3.5. According to Section 24, Paragraph 4, VwGVG, an oral hearing was not necessary. In the present case, the oral discussion does not lead to any further clarification of the legal matter. The need to hold a hearing is also not apparent with regard to Article 6, Paragraph 1, ECHR and Article 47, GRC. The facts relevant to the decision have been clarified here. According to the case law of the ECtHR, an oral hearing is not required to resolve legal questions. The ECHR and GRC do not prevent an oral hearing from being held here. 3.5. According to Section 24, Paragraph 4, VwGVG, an oral hearing was not necessary. In the present case, the oral discussion does not lead to any further clarification of the legal matter. The need to hold a hearing is also not apparent with regard to Article 6, paragraph one, ECHR and Article 47, CFR. The facts relevant to the decision have been clarified here. In accordance with the case law of the ECHR, an oral hearing is not required to resolve legal questions. The ECHR and CFR do not prevent an oral hearing from being held here.

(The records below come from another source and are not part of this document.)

PR #7308, opened 2024-11-15
feat(demos): High Resolution Demo

liamHowatt:
Add a new demo. It's the "high resolution demo" because it's intended for larger displays and well-suited to MPUs. Assets are optimized for display sizes of exactly 800x480, 1280x720, or 1920x1080.

### Notes


liamHowatt:
Opening for review now. Optimization can be iterated on in later PRs as discussed.

uLipe:
It is more a general comment, I see these demis are becoming larger and larger, and they will become sometimes distant from the lvgl core library, because they are application focused.

Said this, have you considered to move the demos to a special repository that consumes the core lvgl one?

kisvegabor:
We have discussed with @liamHowatt that we will make it smaller by using SVG images (instead of SVGs in 3 sizes) and also load the fonts from TTF directly. Anyway, as demos are added LVGL really get bigger and bigger.

2-3 year ago we had an `lv_demos` repo but keeping it in sync with LVGL was a pain. Now it's so simple that if something changes in LVGL it can be immediately changed in the demos too.   CI and versioning is also so much simpler. I'd rather remove some demos instead of having multi-repos again.

uLipe:
Oh I see, maybe my understanding of the démos might be wrong on their design.

I was thinking demos as a self contained applications, containing not only the ui but a link to the lvgl core lib which could be a separate repo. 

Thanks for the clarification.

kisvegabor:
> I was thinking demos as a self contained applications, containing not only the ui but a link to the lvgl core lib which could be a separate repo.

This will result in the versioning and compatibility issues that  I've described. E.g. if someone changes a function API in LVGL, it needed to be updated in the demos repo too. Which is cumbersome. :slightly_frowning_face:

kisvegabor (approved):

uLipe:
Hmmm but in that cases we would be suffering on a design/maintenance issues, user application API on LVGL should not break between minor versions.

Between major versions API introduction, breaking or even demo deprecation are expected and the development process should address that.

In any case if there is room for further discussion on this topic I can open an issue dedicated for it.

Sorry for pollution on the review.

uLipe (approved):

kisvegabor:
When we have shifted towards a monorepo we have unified 
- lvgl
- tests
- examples
- demos

However the demos are really getting large with thousands of files. So it might make sense to make separate only the demos. 

Anyway, let's discuss it separately.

On B) Inadmissibility of the appeal:

According to Section 25a, paragraph 1 VwGG, the administrative court must state in its ruling or decision whether the appeal is admissible in accordance with Article 133, paragraph 4 B-VG. The ruling must be briefly justified. According to Section 25a, paragraph one, VwGG, the administrative court must state in its ruling or decision whether the appeal is admissible in accordance with Article 133, paragraph 4 B-VG. The ruling must be briefly justified.

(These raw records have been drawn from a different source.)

PR #7320, opened 2024-11-18
fix(dave2d): fix implicit function definitions

jeremy-baker:
Compilation with the default FSP e2studio project settings results in a compilation failure with implicit functions definitions error

### Notes


src/draw/renesas/dave2d/lv_draw_dave2d.h
```diff
@@ -27,6 +27,9 @@ extern "C" {
 #include "../../lv_draw_triangle.h"
 #include "../../lv_draw_buf.h"
 
+#include "../../lv_draw_image_private.h"
+#include "../../../misc/lv_area_private.h"
```
uLipe: Question, if those include files are intended to be private, they should not be exposed to the public interface file, right? What about adding these include only on file that call these private functions, I know it would involve more effort, but it will keep the design of the public interface consistent.

jeremy-baker: Updated, only added the private includes to those files that actually use the private functions

uLipe (approved):

kisvegabor (approved):

liamHowatt (approved):
Thanks!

The appeal is not admissible according to Article 133, Paragraph 4 of the Federal Constitutional Law because the decision does not depend on the solution of a legal question that is of fundamental importance. The decision in question does not deviate from the previous case law of the Administrative Court, nor is there any case law missing; furthermore, the current case law of the Administrative Court cannot be judged as inconsistent. There are also no other indications of the fundamental importance of the legal question to be resolved.The appeal is not admissible according to Article 133, Paragraph 4 of the Federal Constitutional Law because the decision does not depend on the solution of a legal question that is of fundamental importance. The decision in question does not deviate from the previous case law of the Administrative Court, nor is there any case law missing; furthermore, the current case law of the Administrative Court cannot be judged as inconsistent. There are also no other indications of the fundamental importance of the legal question to be resolved.